# Extracted records
%%

PR #256, opened 2022-07-16
add swap staves script from Jari's website

Nick-Mazuk:
The title says it all. Surprised we haven't added this one yet.

There's room for potential improvement (e.g., resetting the original clefs), but thought I'd add it and we can improve it later.


rpatters1 (approved):
I guess I should investigate how `CopyMusic` and `PasteMusic` work. It may be that preserving the clefs is better accomplished there. But in the meantime, this is fine.

PR #261, opened 2022-07-17
Enable bundling of personal scripts while preventing committing them

Nick-Mazuk:
Previously, the bundler would ignore any scripts marked as personal (i.e., `personal_*`). However, this means it's nearly impossible to share scripts.

Now, you can run the bundler locally ([described here](https://github.com/finale-lua/lua-scripts/blob/master/.github/actions/bundle/README.md)) and it will bundle those scripts as well. Git will now also still ensure those scripts won't be committed into the repository.

As a side effect, this PR also allows one to create personal libraries. Any file in the library can be prefixed with `personal_` and it will not be committed into the repo.


Nick-Mazuk:
I know we should really do code reviews, but this one seems minor enough that I'm going to go ahead and merge it. That way I don't accidentally commit a bunch of personal scripts I shouldn't make public yet if I get around to doing another PR today.

If there is an issue, leave a comment. Happy to fix it in a follow-up PR.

%%

# Exercise details
Search the material for "should" and copy each matching line.

# Exercise response
I guess I should investigate how `CopyMusic` and `PasteMusic` work. It may be that preserving the clefs is better accomplished there. But in the meantime, this is fine.
I know we should really do code reviews, but this one seems minor enough that I'm going to go ahead and merge it. That way I don't accidentally commit a bunch of personal scripts I shouldn't make public yet if I get around to doing another PR today.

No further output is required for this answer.